PR #2479, opened 2024-02-05
[ECP-8861] Fix cancel open offer

### LINKED ISSUE #2404: Orders with failed authorisation can't be canceled
**Describe the bug**
Since we upgraded the module to the latest 8 version, orders with failed authorisation have remained stuck in payment review and are not being canceled when processing the Adyen notification. There is a generic message "The order failed to update: Transaction has been declined. Please try again later.", that I think I've been able to track to the changes introduced in this PR: https://github.com/Adyen/adyen-magento2/pull/2227/files

**To Reproduce**
1. Place an order and fail the 3d secure authentication
2. Order is present in Magento backend, with corresponding Magento payment info
3. Error shows up in the Adyen error log: "Error with cancellation"
4. A notification is received from Adyen
```
Adyen HTTP Notification(s):
eventCode: AUTHORISATION
pspReference: %PSP reference goes here%
paymentMethod: mc
success: false
reason:3D Not Authenticated
```
but the Magento order is not canceled, it's just updated with a comment saying: "The order failed to update: Transaction has been declined. Please try again later."

**Expected behavior**
Magento order should get canceled.

**Magento version**
5.4.6-p3

**Plugin version**
8.22.5

**Additional context**
I've tracked this issue and it seems to be due to the changes introduced in this PR: https://github.com/Adyen/adyen-magento2/pull/2227/files
After that was added, the PSP references used to build the cancel request have started to be determined based on `adyen_order_payment` table entries:
https://github.com/Adyen/adyen-magento2/pull/2227/files#diff-51b8cf2ebb2e0050bf1d10b97464bac8a567c6ac9cf148bb0a7a24b89432a3d9R56
```
Gateway/Request/CancelDataBuilder.php

        $pspReferences = $this->adyenPaymentResourceModel->getLinkedAdyenOrderPayments(
            $payment->getEntityId()
        );
```
But the issue is that with orders failing 3ds authentication, there is no entry in the `adyen_order_payment` table and this used to work because the PSP reference was fetched from the Magento payment:
https://github.com/Adyen/adyen-magento2/pull/2227/files#diff-51b8cf2ebb2e0050bf1d10b97464bac8a567c6ac9cf148bb0a7a24b89432a3d9L35
```
Gateway/Request/CancelDataBuilder.php

$pspReference = $payment->getCcTransId();
```

hossam-adyen:
**Description**

Handle the case when we build cancellation request for an open offer that doesn't have linked payments

Fixes  #2404

### DIFF
--- a/Gateway/Request/CancelDataBuilder.php
+++ b/Gateway/Request/CancelDataBuilder.php
@@ -63,6 +63,13 @@ class CancelDataBuilder implements BuilderInterface
             $payment->getEntityId()
         );
 
+        //Handle the case when we cancel an open offer
+        if (empty($pspReferences)) {
+            $pspReferences = [
+                ['pspreference' => $payment->getCcTransId()]
+            ];
+        }
+
         $requests['body'] = [];
         foreach ($pspReferences as $pspReference) {
             $request = [
@@ -70,7 +77,6 @@ class CancelDataBuilder implements BuilderInterface
                 "reference" => $order->getOrderIncrementId(),
                 "merchantAccount" => $merchantAccount
             ];
-
             $requests['body'][] = $request;
         }
         $requests['clientConfig'] = ["storeId" => $order->getStoreId()];


Gateway/Request/CancelDataBuilder.php
```diff
@@ -63,14 +63,20 @@ public function build(array $buildSubject): array
             $payment->getEntityId()
         );
 
+        //Handle the case when we cancel an open offer
+        if (empty($pspReferences)) {
```
candemiralp, line 67: This implementation doesn't cover partial payments. Let's discuss the approach again.

hossam-adyen:
After consideration, this is not the optimal way to solve this issue as the failed authorized payments should not call the cancellation command, we are closing this pr and refining more rubout solution for the issue.

PR #2529, opened 2024-02-28
Fixed issue for order status pre-authorized state configuration

sarfarazbheda:
**Description**

As per the Webhook Helper[adyen/module-payment/Helper/Webhook.php] file, we can assign states if order is in pre-authorized condition.

image

But when we create new order status "adyen_authorized" [ref. from adyen-magento2/Model/Config/Source/PreAuthorized.php], and assign this status in Adyen configuration, it's not working.

image

When the order is Authorized, Even if we have assigned new status in configuration, it will show order in "Pending" status only. The reason is, below function only grab the first item from the assigned Statuses. [file ref. vendor/adyen/module-payment/Helper/Order.php]

image

So As solution, I switched the sequence in Webhook Helper[adyen/module-payment/Helper/Webhook.php] file to pick "adyen_authorized" first and then check for "NEW" status. See updated file below:

image

**Tested scenarios**

- Create new Order status from admin panel
- Assign order status for pre-authorized configuraiton
- Verify order status once Payment is authorized

Fixes  
There is no such issue reported.

### DIFF
--- a/Helper/Webhook.php
+++ b/Helper/Webhook.php
@@ -46,7 +46,7 @@ class Webhook
      * Indicative matrix for possible states to enter after given event
      */
     const STATE_TRANSITION_MATRIX = [
-        'payment_pre_authorized' => [Order::STATE_NEW, PreAuthorized::STATE_ADYEN_AUTHORIZED],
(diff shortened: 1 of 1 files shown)


sarfarazbheda:
Please approve workflows

sarfarazbheda:
@candemiralp  please check this PR

PR #2597, opened 2024-04-25
[ECP-9111] Fix multishipping failed if only one payment method is activated

RokPopov:
**Description**
The issue this PR is solving is that it is not possible to complete the payment in multishipping checkout if only one payment method is enabled in Adyen Customer Area. This is solved by including a nested div with a custom data attribute and an afterRender binding to trigger `selectPaymentMethod()`.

====

## Your task
Transcribe the listing shown above in full and without change.

## Reply to the task
PR #2479, opened 2024-02-05
[ECP-8861] Fix cancel open offer

### LINKED ISSUE #2404: Orders with failed authorisation can't be canceled
**Describe the bug**
Since we upgraded the module to the latest 8 version, orders with failed authorisation have remained stuck in payment review and are not being canceled when processing the Adyen notification. There is a generic message "The order failed to update: Transaction has been declined. Please try again later.", that I think I've been able to track to the changes introduced in this PR: https://github.com/Adyen/adyen-magento2/pull/2227/files

**To Reproduce**
1. Place an order and fail the 3d secure authentication
2. Order is present in Magento backend, with corresponding Magento payment info
3. Error shows up in the Adyen error log: "Error with cancellation"
4. A notification is received from Adyen
```
Adyen HTTP Notification(s):
eventCode: AUTHORISATION
pspReference: %PSP reference goes here%
paymentMethod: mc
success: false
reason:3D Not Authenticated
```
but the Magento order is not canceled, it's just updated with a comment saying: "The order failed to update: Transaction has been declined. Please try again later."

**Expected behavior**
Magento order should get canceled.

**Magento version**
5.4.6-p3

**Plugin version**
8.22.5

**Additional context**
I've tracked this issue and it seems to be due to the changes introduced in this PR: https://github.com/Adyen/adyen-magento2/pull/2227/files
After that was added, the PSP references used to build the cancel request have started to be determined based on `adyen_order_payment` table entries:
https://github.com/Adyen/adyen-magento2/pull/2227/files#diff-51b8cf2ebb2e0050bf1d10b97464bac8a567c6ac9cf148bb0a7a24b89432a3d9R56
```
Gateway/Request/CancelDataBuilder.php

        $pspReferences = $this->adyenPaymentResourceModel->getLinkedAdyenOrderPayments(
            $payment->getEntityId()
        );
```
But the issue is that with orders failing 3ds authentication, there is no entry in the `adyen_order_payment` table and this used to work because the PSP reference was fetched from the Magento payment:
https://github.com/Adyen/adyen-magento2/pull/2227/files#diff-51b8cf2ebb2e0050bf1d10b97464bac8a567c6ac9cf148bb0a7a24b89432a3d9L35
```
Gateway/Request/CancelDataBuilder.php

$pspReference = $payment->getCcTransId();
```

hossam-adyen:
**Description**

Handle the case when we build cancellation request for an open offer that doesn't have linked payments

Fixes  #2404

### DIFF
--- a/Gateway/Request/CancelDataBuilder.php
+++ b/Gateway/Request/CancelDataBuilder.php
@@ -63,6 +63,13 @@ class CancelDataBuilder implements BuilderInterface
             $payment->getEntityId()
         );
 
+        //Handle the case when we cancel an open offer
+        if (empty($pspReferences)) {
+            $pspReferences = [
+                ['pspreference' => $payment->getCcTransId()]
+            ];
+        }
+
         $requests['body'] = [];
         foreach ($pspReferences as $pspReference) {
             $request = [
@@ -70,7 +77,6 @@ class CancelDataBuilder implements BuilderInterface
                 "reference" => $order->getOrderIncrementId(),
                 "merchantAccount" => $merchantAccount
             ];
-
             $requests['body'][] = $request;
         }
         $requests['clientConfig'] = ["storeId" => $order->getStoreId()];


Gateway/Request/CancelDataBuilder.php
```diff
@@ -63,14 +63,20 @@ public function build(array $buildSubject): array
             $payment->getEntityId()
         );
 
+        //Handle the case when we cancel an open offer
+        if (empty($pspReferences)) {
```
candemiralp, line 67: This implementation doesn't cover partial payments. Let's discuss the approach again.

hossam-adyen:
After consideration, this is not the optimal way to solve this issue as the failed authorized payments should not call the cancellation command, we are closing this pr and refining more rubout solution for the issue.

PR #2529, opened 2024-02-28
Fixed issue for order status pre-authorized state configuration

sarfarazbheda:
**Description**

As per the Webhook Helper[adyen/module-payment/Helper/Webhook.php] file, we can assign states if order is in pre-authorized condition.

image

But when we create new order status "adyen_authorized" [ref. from adyen-magento2/Model/Config/Source/PreAuthorized.php], and assign this status in Adyen configuration, it's not working.

image

When the order is Authorized, Even if we have assigned new status in configuration, it will show order in "Pending" status only. The reason is, below function only grab the first item from the assigned Statuses. [file ref. vendor/adyen/module-payment/Helper/Order.php]

image

So As solution, I switched the sequence in Webhook Helper[adyen/module-payment/Helper/Webhook.php] file to pick "adyen_authorized" first and then check for "NEW" status. See updated file below:

image

**Tested scenarios**

- Create new Order status from admin panel
- Assign order status for pre-authorized configuraiton
- Verify order status once Payment is authorized

Fixes  
There is no such issue reported.

### DIFF
--- a/Helper/Webhook.php
+++ b/Helper/Webhook.php
@@ -46,7 +46,7 @@ class Webhook
      * Indicative matrix for possible states to enter after given event
      */
     const STATE_TRANSITION_MATRIX = [
-        'payment_pre_authorized' => [Order::STATE_NEW, PreAuthorized::STATE_ADYEN_AUTHORIZED],
(diff shortened: 1 of 1 files shown)


sarfarazbheda:
Please approve workflows

sarfarazbheda:
@candemiralp  please check this PR

PR #2597, opened 2024-04-25
[ECP-9111] Fix multishipping failed if only one payment method is activated

RokPopov:
**Description**
The issue this PR is solving is that it is not possible to complete the payment in multishipping checkout if only one payment method is enabled in Adyen Customer Area. This is solved by including a nested div with a custom data attribute and an afterRender binding to trigger `selectPaymentMethod()`.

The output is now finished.